Copy the records below exactly as they are written.

=== Stored items ===
--- START ---
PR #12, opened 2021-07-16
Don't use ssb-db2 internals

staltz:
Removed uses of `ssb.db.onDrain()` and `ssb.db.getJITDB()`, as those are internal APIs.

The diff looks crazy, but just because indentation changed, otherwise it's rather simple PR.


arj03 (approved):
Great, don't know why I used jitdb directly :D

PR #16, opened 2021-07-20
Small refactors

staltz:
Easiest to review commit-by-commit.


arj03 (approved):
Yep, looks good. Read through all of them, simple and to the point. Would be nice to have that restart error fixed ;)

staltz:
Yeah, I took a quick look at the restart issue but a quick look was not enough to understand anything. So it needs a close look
--- END ---
=== RESULT FOR THIS TASK ===
PR #12, opened 2021-07-16
Don't use ssb-db2 internals

staltz:
Removed uses of `ssb.db.onDrain()` and `ssb.db.getJITDB()`, as those are internal APIs.

The diff looks crazy, but just because indentation changed, otherwise it's rather simple PR.


arj03 (approved):
Great, don't know why I used jitdb directly :D

PR #16, opened 2021-07-20
Small refactors

staltz:
Easiest to review commit-by-commit.


arj03 (approved):
Yep, looks good. Read through all of them, simple and to the point. Would be nice to have that restart error fixed ;)

staltz:
Yeah, I took a quick look at the restart issue but a quick look was not enough to understand anything. So it needs a close look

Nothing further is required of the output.